- Shea in 2026
- Born: 16 December 1991 (age 34)
- Occupations: Producer, film creator and editor

= Matt Shea (filmmaker) =

American documentary filmmaker

Matt Shea is an American documentary filmmaker, journalist and presenter. He is known for the VICE documentaries Iceman, Targeted Individuals, The Pink Cocaine Wave, Ravers Vs. Putin, and The Last Festival on Earth. He produces and presents High Society, a documentary series that explores drug culture in the UK and features access to real criminals. Shea's documentaries often feature "crime and fringe stories".

== Career ==
Shea started his career writing for VICE Magazine.

As VICE moved into digital, broadcast and feature documentaries, Shea produced a number of films and series including Gaycation, which featured the actor Elliot Page, and Chemsex.

He also directed the feature-length documentary Time To Die, which was filmed over four years and covers the illegal underground global network that illegally sources, buys, and sells assisted-dying methods.

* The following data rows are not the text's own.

PR #17775, opened 2025-09-01
Updated mail config - needs testing

snipe:
Not sure if this will work as expected, still needs a lot of testing.


config/mail.php
```diff
@@ -223,22 +108,23 @@
...
+    | You may wish for all emails sent by your application to be sent from
+    | the same address. Here you may specify a name and address that is
+    | used globally for all emails that are sent by your application.
     |
     */
 
     'from' => [
-        'address' => env('MAIL_FROM_ADDR', null),
-        'name' => env('MAIL_FROM_NAME', null),
+        'address' => env('MAIL_FROM_ADDRESS', 'hello@example.com'),
```
uberbrady, line 126: Changing the name of this `.env` var is going to cause a lot of problems - if we want to use the 'new' way going forward, can we do something like:

```php
env('MAIL_FROM_ADDRESS',env('MAIL_FROM_ADDR','hello@example.com'))
```

That way the old env var will still work - this could definitely be an issue for our hosted platform.

config/mail.php
```diff
@@ -257,23 +143,5 @@
...
-    | theme and component paths here, allowing you to customize the design
-    | of the emails. Or, you may simply stick with the Laravel defaults!
-    |
-    */
-
-    'markdown' => [
-        'theme' => 'default',
-
-        'paths' => [
-            resource_path('views/vendor/mail'),
```
uberbrady, line 275: This path is still populated - is removing this needed? Or is it a default that's now fully-baked in, and thus no longer needed in this config file?

config/mail.php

Shea was the first journalist to gain access to the Albanian Mafia and Colombian Clan Del Golfo Cartel for the Channel 4 documentary A New Cocaine Mafia.

His documentary about Wim Hof led to a global surge of interest in the Wim Hof Method.

Shea has also produced drug programming for Netflix and Channel 5, producing Channel 5's Britain's Cocaine Epidemic and Netflix's Dope.

He produced a documentary about the famous fraudster and sex party organiser Lord Edward Davenport.

Shea's special report for VICE about Andrew Tate, called The Dangerous Rise of Andrew Tate, was released on VICE and other platforms across the world in January 2023 and BBC iPlayer in the UK on 11 February.

=== Presenting ===
As a presenter, Shea is best known for his films about crime and drugs, such as the High Society series. In Inside the Laughing Gas Black Market, Shea met criminals who broke into hospitals in order to steal canisters of the recreational drug nitrous oxide. How Weed Laws Are Failing the UK portrayed new trends in the cannabis black market including groppers (grandmothers who grow cannabis because they are seen as less suspicious) and gangs using heat-seeking drones to find and rob rival cannabis grow operations.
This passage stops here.